Princeton University Library Catalog

Horsing Around: Quantifying the Resilience of the Social Networks of Equus caballus

Author/​Artist:
Zhao, Jennifer [Browse]
Format:
Senior thesis
Language:
English
Advisor(s):
Rubenstein, Daniel [Browse]
Department:
Princeton University. Department of Ecology and Evolutionary Biology [Browse]
Class year:
2016
Description:
71 pages
Summary note:
My thesis investigates the effects of perturbations, specifically the removal and reintroduction of individuals, on the resilience of the social networks of domestic horses. Resilience, the capacity to respond to new pressures, is important in understanding the mechanisms behind how animal societies respond to the challenge of changes in environment, interspecies contact, and human interaction. I conducted six perturbation experiments. In each experiment I collected baseline data for two days, removed an individual, collected removal data for three days, reintroduced the same individual, and collected reintroduction data for two days. I determined how domestic horses responded to the removal and reintroduction of individuals varying in prosocial and aggressive tendencies. In this study, I used social network analysis to visualize interaction patterns with proximity and aggression networks, and the consequent resilience of the social structure of horses.

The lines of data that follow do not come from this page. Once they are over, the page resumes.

PR #2336, opened 2025-01-23
feat: Configurable client class name

RobinTail:
I still wanna make the breaking change in v22 that changes the class name to just `Client`, but there will be a feature to configure it for consumer's needs


RobinTail (commented):
ok

PR #3924, opened 2022-11-28
ROX-13596: Determine user-agent in gRPC-gateway and HTTP

ivan-degtiarenko:
## Description

This is fix to telemetry interceptors to correctly determine `User-Agent`.

## Checklist

## Testing Performed

1. UI calls are tracked with browser `User-Agent`
2. `roxctl` is tracked with `roxctl/<version` user agent
3. `/v1/ping` is tracked with `kube-probe` user agent


central/telemetry/phonehome/interceptor.go
```diff
@@ -60,6 +62,19 @@ func getRequestDetails(ctx context.Context, err error, info *grpc.UnaryServerInf
...
+		// https://github.com/grpc-ecosystem/grpc-gateway/blob/master/runtime/mux.go#L106-L114
+		// User-Agent header is occupied with internal grpc-go value:
+		// https://github.com/grpc/grpc-go/blob/0238b6e1cec37b55820b461d3d30652c54efe2c4/clientconn.go#L211-L215
+		userAgentKey := fmt.Sprintf("%suser-agent", runtime.MetadataPrefix)
+		userAgent = strings.Join(ri.Metadata.Get(userAgentKey), ", ")
+	}
+	// Fallback to HTTP
+	if !throughGrpcGateway || userAgent == "" {
+		userAgent = strings.Join(ri.Metadata.Get("User-Agent"), ", ")
+	}
```
0x656b694d, line 77: May we just try to find the `grpcgatewayuser-agent` key and use it if found or fallback to `User-Agent` otherwise?

ivan-degtiarenko: I think the code here has clearer intent: if `grpc-gateway` is used, use `grpc-gateway` header; if it does not work **or** we are not on gRPC protocol, use HTTP header. It would be unexpected to see `grpcgateway-user-agent` in the HTTP interceptor, and I would think we should ignore such header in such context.

0x656b694d: I think there is too much code for this intent: you even had to add more parameters to two functions and compute the normal User-Agent twice.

I apply a novel application of GPS trackers to facilitate data collection on proximity networks. I determined that when removing individuals of higher centrality, the association network patterns change significantly. Likewise, the removal of a highly ranked individual has a greater effect on the aggression network. Dominant horses show more of an increase in outward aggression than expected, perhaps to fight for their original rank upon reintroduction. These findings show that removal of low centrality and low ranking horses will impact the resilience of the network less. The implications of my research span many scales of interest. On the local scale, herd managers should avoid removing horses of high centrality or high rank. On a larger scale, a better understanding of the resilience of horse networks allows for extension to modeling disease spread in these networks. Finally, conservation researchers should carefully teach individuals bred in captivity the proper reactions to aggression before reintroducing them, to minimize the effect on the resilience of the wild population.